Jamie Taylor (born 16 December 1982) is an English former footballer who most recently played for Horsham YM as a striker.

==Career==
Born in Crawley, West Sussex, Taylor played for Broadbridge Heath, scoring 17 times during the 2000–01 season, before moving to Horsham at the start of the 2001–02 season. In November 2001 he scored 9 times in three matches, all within 12 days. He moved to Aldershot Town in August 2002.

He struggled to establish himself with Aldershot and had a number of loan spells with other clubs, including Horsham in February 2003, and Carshalton Athletic in December 2003, before being released in February 2004. He joined AFC Wimbledon in March 2004, helping them gain promotion to the Isthmian First Division, before returning to Horsham in October the same year.

In the 2006, Taylor joined Woking and in March 2007 he joined Dagenham & Redbridge. With Dagenham promoted to the football league at the end of the season, Taylor made his league debut on 18 August 2007 as a second-half substitute for Chris Moore in the 2–2 draw at home to Wycombe Wanderers.

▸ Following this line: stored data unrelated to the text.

PR #5443, opened 2026-06-24
MAO output

juerghutter:
Output MAO in ML-PAO form for learning

### DIFF
--- a/src/CMakeLists.txt
+++ b/src/CMakeLists.txt
@@ -363,6 +363,7 @@ list(
   mao_methods.F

On 22 February 2008, Taylor joined Grays Athletic on loan for a month, which was later extended until the end of the 2007–08 season. Taylor scored nine goals in 16 appearances for the Blues, finishing as second top goal scorer to Danny Kedwell.

Following his impressive loan spell at Grays Athletic, he was offered a two-year contract at the start of the 2008–09 season.

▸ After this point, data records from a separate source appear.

PR #5444, opened 2026-06-24
CODEOWNERS: Allow everyone to add new source files

oschuett:
While there is also some delicate logic in [src/CMakeLists.txt](https://github.com/cp2k/cp2k/blob/master/src/CMakeLists.txt), I'll leave it to the CMake team to migrate this as they see fit.

### DIFF
--- a/CODEOWNERS
+++ b/CODEOWNERS
@@ -6,7 +6,7 @@
 
 # CMake
 /cmake/                      @mkrack @mtaillefumier @RMeli
-CMakeLists.txt               @mkrack @mtaillefumier @RMeli
+/CMakeLists.txt              @mkrack @mtaillefumier @RMeli
 
 # Spack
 /tools/spack/                @mkrack @mtaillefumier @RMeli


Growl1234:
I feel that the lower part of `src/CMakeLists.txt` is not particularly suitable to be moved elsewhere, and the current structure already matches what `src/CMakeLists.txt` is expected to handle. Is there any possible workaround for this?

~Moreover, this should only be an automatic request for code review, and would not block the PR from being merged in principle.~

oschuett:
> Is there any possible workaround for this?

I know this is controversial, but we could replace the hard-coded list with a discovery mechanism (glob). The old Makefile did this and personally I really liked it.

> Moreover, this should only be an automatic request for code review, and would not block the PR from being merged in principle.

If the reviews were optional then we'd be back at a soft rule, which didn't work. Also, AFAIK Github doesn't support it.

Growl1234:
> we could replace the hard-coded list with a discovery mechanism (glob).

If there is discovery mechanism available in CMake, I'll be very happy about applying it. @mtaillefumier What do you think?

Growl1234:
One another way maybe to use `src/cp2k_source_lists.cmake`, although I personally don't quite like it.

PR #225, opened 2021-05-11
Fix tests that use workspace

vcheung-stripe:
- Some telemetry tests were failing because of timeout. They make several vscode API calls, which not only slows down the tests, but also makes the test output very noisy. This PR replaces those calls with stubs.
- Those vscode API calls relied on a dummy workspace. Since we don't make those calls anymore, I removed the dummy workspace folder.
- I also updated a linter test that was failing after removing the dummy workspace folder.


gracegoo-stripe (approved):
🎉 

Thanks so much for fixing these!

Taylor signed for fellow Conference National outfit Eastbourne Borough on 10 July 2009. He was voted the Supporters & Players' Player of the Year for the 2010–11 season. However, he turned down a new deal with the club following their drop in division.

Taylor signed for Lincoln City on a two-year deal on 1 July 2011. After an injury hit first season, Taylor helped the Imps survive in the Conference Premier in a difficult 2012–13 season, finishing as top scorer. At the end of his contract, Taylor left to return to his native South Coast.

In August 2018, he joined Three Bridges before, in January 2019, returning to Broadbridge Heath who he had first joined when just fifteen years old.

In November 2023, Taylor joined Horsham YMCA, making his debit in a Sussex Senior Cup draw against Bognor Regis Town on 7/11/23.